And in the Gospels we see him appealed to in just such a fashion. You can think
here of the healing of blind Bartimaeus in the Gospel of Mark and the way that
it's recounted like in the Gospel of Matthew with the healing of two blind
men. They call out to him as son of David and they ask him to have pity on them.
The word there is just the word that we use in the liturgy for mercy, right?
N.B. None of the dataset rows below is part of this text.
PR #459, opened 2022-01-12
WIP: FastNode Get and Set

akhtariev:


akhtariev:
Opened by mistake in the wrong repo. Reopened in [Osmosis](https://github.com/osmosis-labs/iavl/pull/5)

robert-zaremba:
If this makes  sense, would be good to push it here as well ;)

marbar3778:
this will be pushed upstream touched base with @ValarDragon today.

And it's the root of the word for almsgiving or almsdeeds in Latin, ale massuna, so like
kire aleis, have mercy on us, alright? So they appeal to him as the son of David, they
appeal to him in a certain sense in his humanity but with the recognition of his messiahship,
I don't know if they would have known that that meant that he was God But the gospel of Mark begins, you know chapter 1 verse 1 with the announcement of Jesus Christ the Son of God
So they appeal to him and they ask for his mercy and what they get is a divino human mercy
So they see the divine exercise of power which underwrites his interaction with all of creation
But they see it in human form
They see it in a human face by virtue
of a human interaction, because that's just what Christ's sacred humanity does, is that
it's the instrument of His divinity, and as a result of which, it bears to us a divino
human efficacy, a divino human mercy.
So it's interesting that, like God, strangely enough, in insisting upon a certain justice,
in purchasing us back from the debt of sin and vice, and we can speak of a certain servitude
to the devil, though that's more metaphorical than it is strictly metaphysical, by insisting
upon justice, by calling for the offering of sacrifice or the making of satisfaction
in our Lord Jesus Christ, He manages to reveal a yet more copious mercy. Because what we see is not just the price paid,
we see super abundant satisfaction, we see the price overpaid a million fold.
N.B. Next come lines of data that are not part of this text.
PR #460, opened 2022-01-14
chore: introduce internal and kill common

marbar3778:
introduce internal folder to clean up the root, kill the common folder.


robert-zaremba:
Why do you want to hide encoding functions? Maybe someone is using it, I would prefer to not break that part of the API.

marbar3778:
> Why do you want to hide encoding functions? Maybe someone is using it, I would prefer to not break that part of the API.

it was all private, there is no api breaking in this pr. This is meant to reduce root level files for legibility reasons.

ValarDragon (approved):

PR #734, opened 2024-06-05
[17.0][FIX] account_payment_term_extension: Add selection options translatable

ramiadavid:


pedrobaeza (approved):
Please take the occasion to rename the method to the guideline `_selection_delay_type`.

ramiadavid:
@pedrobaeza Why don't all the terms to translate appear on weblate? In the .pot file they do appear, but in the .po of the languages, there are many that do not appear, and I don't know how to add them, since it says that it is 100% translated when it is not.
image
image

pedrobaeza:
Can you mention one specifically? The bot, after a merge, regenerate the POT file, and then reapply the POT on each .po, so they should be synchronized. Maybe something in the middle has failed.

ramiadavid:
In the images you can see that in English there are 46 terms vs 33 in Spanish
For example "Days and Months" in spanish in Spanish it is not

pedrobaeza:
@sbidoul do you know why there's no PO update after POT regeneration?

pedrobaeza (approved):

neo-oien:
Hello,

I've detected the same problem. 
Option values for 'delay_type' field don't appear in .PO file and there is no way to translate them.

imagen

Best regards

Because our Lord sheds, you know, one drop of His blood is more than sufficient
for our salvation, He sheds every drop of His blood, right? One moment in time is
sufficient for our salvation, but he lives a whole series of moments
in time so that he can show us this divino human mercy, so that he can show us a yet deeper
solidarity, a yet deeper pity wed to a yet deeper strength, which gives us a sure sign, manifest
and communicable testimony of God's love for us so as to implicate us in that love, so as to reach out a hand and seize ours and take us into the life eternal by means of this mercy. So, you know, there's no sense in double
paying, triple paying, quadruple paying for a particular good, you know, if you're like just
going to the supermarket and grabbing whatever it is that you need. There's no sense in paying
extra for it. But there is a sense in paying extra as a sign of love,
as a token of, you know, divino human mercy so that we, in witnessing this awesome event,
might be led further up and further in to the divine plan for us. Because ultimately,
the way by which to beget love in us is to show us his love. When we see that we are
lovable, we find ourselves capable of loving in return, the one who has loved us with so great and ponderous a mercy."
So I think that, like, what then does that mean for us in the exercise of mercy?
Our mercy is to be a genuinely human mercy, patterned on the divine mercy and made manifest
and communicable, and our Lord Jesus Christ, we lay hold of his.
So we don't set aside punishment, in a certain sense, right?
But we ask that it be communicated in terms of love, which is at its heart.
So let's just be very concrete, very practical.
When somebody offends you, you're responsible for forgiving them, alright?
And you're responsible for visiting upon them a kind of mercy in their need, in their destitution,
in their devastation,
right?
And so that'll mean, one, you know, insisting on a certain justice that they apologize or
trying to call forth their apology, but still you're responsible for forgiving them regardless
of whether or not they do.
And maybe they do ask for your apology and you might be tempted to say, oh, it doesn't
matter because the conflict of it or the tension of it is somewhat uncomfortable, but maybe
I would challenge you in that circumstance to say I forgive you because it did hurt
right but you're capable of overcoming the hurt by love because effectively
when you when you forgive you're choosing to love whereas formerly was
there was hurt and in doing so you deal with the fault and you provide a path to
to then resolve the punishment because when you wed your heart to a punishment and say, I will undertake whatever it is that
it's required of, that's necessary to heal this, to grow this, then you show the person
whom you have offended how deep is the affection which now is present in the relationship and
that has a way of making satisfaction and thereby affecting a reconciliation.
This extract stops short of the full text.